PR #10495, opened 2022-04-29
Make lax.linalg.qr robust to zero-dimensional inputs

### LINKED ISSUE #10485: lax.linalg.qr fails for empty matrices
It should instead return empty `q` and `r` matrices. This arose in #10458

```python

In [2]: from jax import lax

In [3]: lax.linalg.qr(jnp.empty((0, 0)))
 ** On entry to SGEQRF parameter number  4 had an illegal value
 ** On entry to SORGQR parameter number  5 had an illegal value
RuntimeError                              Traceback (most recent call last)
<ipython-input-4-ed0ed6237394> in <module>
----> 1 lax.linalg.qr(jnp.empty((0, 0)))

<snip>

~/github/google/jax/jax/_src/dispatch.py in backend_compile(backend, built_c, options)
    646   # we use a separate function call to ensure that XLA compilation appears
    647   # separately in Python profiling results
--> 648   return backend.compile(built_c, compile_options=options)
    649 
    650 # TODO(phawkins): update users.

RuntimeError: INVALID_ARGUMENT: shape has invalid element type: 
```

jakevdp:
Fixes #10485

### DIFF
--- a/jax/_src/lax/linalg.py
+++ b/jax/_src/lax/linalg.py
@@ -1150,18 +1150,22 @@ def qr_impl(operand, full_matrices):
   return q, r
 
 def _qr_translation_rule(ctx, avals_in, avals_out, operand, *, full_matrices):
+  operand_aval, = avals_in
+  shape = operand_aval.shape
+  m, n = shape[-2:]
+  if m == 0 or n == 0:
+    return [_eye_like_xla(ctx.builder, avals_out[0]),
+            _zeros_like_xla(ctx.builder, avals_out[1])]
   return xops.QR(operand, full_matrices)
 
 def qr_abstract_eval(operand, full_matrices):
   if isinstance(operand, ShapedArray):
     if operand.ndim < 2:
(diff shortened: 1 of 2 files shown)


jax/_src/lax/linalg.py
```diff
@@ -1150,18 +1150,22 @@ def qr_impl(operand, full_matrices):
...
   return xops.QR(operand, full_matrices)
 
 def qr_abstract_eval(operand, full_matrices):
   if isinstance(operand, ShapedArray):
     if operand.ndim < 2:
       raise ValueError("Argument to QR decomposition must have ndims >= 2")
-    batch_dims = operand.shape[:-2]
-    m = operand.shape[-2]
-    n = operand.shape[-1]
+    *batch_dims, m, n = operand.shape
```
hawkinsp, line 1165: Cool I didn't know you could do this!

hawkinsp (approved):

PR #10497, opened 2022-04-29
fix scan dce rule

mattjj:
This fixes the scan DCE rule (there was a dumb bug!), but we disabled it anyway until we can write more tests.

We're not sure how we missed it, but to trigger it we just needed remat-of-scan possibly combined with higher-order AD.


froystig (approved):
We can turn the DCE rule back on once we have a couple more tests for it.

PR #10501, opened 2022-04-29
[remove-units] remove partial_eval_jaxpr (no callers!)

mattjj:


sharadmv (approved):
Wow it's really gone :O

=======

**DIRECTIONS:** All lines from the listing above that include "tests" should be shown.

**RESPONSE:**
This fixes the scan DCE rule (there was a dumb bug!), but we disabled it anyway until we can write more tests.
We can turn the DCE rule back on once we have a couple more tests for it.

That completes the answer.